*What you have to do:*
All lines below containing "opened" are to be listed.

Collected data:
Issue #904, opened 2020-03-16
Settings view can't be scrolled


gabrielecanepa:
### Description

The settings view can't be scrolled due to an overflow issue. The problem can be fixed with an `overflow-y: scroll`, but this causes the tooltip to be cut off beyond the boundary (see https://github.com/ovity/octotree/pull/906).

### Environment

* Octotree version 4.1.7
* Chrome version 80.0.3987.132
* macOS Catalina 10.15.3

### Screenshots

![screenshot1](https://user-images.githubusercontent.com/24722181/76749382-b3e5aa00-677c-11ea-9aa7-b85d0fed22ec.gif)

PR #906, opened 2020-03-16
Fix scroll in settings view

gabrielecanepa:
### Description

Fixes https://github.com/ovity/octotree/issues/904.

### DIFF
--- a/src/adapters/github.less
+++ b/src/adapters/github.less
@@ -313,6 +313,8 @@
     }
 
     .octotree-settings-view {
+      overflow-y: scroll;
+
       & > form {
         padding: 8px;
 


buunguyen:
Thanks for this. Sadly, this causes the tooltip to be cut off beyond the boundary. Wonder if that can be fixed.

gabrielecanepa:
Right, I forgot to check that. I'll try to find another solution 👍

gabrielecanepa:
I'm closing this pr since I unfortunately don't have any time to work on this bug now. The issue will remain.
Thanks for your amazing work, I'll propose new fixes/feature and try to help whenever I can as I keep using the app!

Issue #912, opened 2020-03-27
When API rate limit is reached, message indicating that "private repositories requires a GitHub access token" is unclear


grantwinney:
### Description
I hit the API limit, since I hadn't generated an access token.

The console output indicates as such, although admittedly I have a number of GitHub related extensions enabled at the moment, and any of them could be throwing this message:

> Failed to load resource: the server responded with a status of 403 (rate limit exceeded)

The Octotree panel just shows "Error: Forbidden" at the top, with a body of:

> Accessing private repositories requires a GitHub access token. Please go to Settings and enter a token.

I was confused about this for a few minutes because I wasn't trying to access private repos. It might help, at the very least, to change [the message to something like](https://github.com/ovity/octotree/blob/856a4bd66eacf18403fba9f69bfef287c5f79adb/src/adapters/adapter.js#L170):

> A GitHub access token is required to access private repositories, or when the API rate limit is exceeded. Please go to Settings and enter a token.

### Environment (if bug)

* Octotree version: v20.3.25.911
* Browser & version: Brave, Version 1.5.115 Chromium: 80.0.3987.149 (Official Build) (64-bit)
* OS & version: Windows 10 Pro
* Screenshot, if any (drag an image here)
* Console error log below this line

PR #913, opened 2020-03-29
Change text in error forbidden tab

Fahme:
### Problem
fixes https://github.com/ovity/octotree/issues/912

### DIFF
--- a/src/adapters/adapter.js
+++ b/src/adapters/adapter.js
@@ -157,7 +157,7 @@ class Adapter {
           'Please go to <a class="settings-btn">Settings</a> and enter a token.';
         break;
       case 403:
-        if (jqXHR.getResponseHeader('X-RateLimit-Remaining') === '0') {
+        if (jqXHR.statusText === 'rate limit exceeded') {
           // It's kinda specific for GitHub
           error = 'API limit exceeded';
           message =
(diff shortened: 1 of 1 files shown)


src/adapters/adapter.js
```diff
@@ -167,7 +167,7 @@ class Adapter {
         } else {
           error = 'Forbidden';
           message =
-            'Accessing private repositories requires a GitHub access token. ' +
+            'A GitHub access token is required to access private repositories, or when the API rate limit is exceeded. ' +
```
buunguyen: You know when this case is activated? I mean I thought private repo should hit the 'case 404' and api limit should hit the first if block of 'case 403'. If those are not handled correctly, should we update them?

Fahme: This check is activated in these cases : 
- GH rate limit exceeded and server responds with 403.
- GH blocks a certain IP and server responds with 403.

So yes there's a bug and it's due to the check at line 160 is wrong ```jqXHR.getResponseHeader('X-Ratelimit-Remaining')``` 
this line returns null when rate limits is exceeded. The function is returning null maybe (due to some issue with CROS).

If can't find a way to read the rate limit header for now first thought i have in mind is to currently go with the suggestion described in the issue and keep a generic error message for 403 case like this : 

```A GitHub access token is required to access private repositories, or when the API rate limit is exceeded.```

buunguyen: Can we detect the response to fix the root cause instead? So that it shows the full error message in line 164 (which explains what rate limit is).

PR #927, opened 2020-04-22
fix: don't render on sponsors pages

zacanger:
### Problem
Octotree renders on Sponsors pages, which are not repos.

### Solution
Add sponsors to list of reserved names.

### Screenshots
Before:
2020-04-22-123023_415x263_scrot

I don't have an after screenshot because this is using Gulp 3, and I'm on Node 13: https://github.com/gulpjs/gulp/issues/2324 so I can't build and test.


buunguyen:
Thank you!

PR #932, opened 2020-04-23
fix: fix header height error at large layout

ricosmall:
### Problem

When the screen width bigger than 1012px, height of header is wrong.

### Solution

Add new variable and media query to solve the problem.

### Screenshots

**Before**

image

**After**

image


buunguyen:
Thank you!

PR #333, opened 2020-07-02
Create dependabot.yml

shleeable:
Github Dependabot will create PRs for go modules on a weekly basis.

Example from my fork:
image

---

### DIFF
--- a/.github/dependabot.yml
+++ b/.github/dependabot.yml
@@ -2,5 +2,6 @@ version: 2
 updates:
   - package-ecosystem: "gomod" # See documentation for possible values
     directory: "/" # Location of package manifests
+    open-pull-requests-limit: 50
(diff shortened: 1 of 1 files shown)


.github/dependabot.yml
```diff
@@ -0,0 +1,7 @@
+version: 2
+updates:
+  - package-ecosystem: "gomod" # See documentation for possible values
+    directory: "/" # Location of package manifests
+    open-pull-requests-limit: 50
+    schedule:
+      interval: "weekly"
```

*Answer to this exercise:*
Issue #904, opened 2020-03-16
PR #906, opened 2020-03-16
Issue #912, opened 2020-03-27
PR #913, opened 2020-03-29
PR #927, opened 2020-04-22
PR #932, opened 2020-04-23
PR #333, opened 2020-07-02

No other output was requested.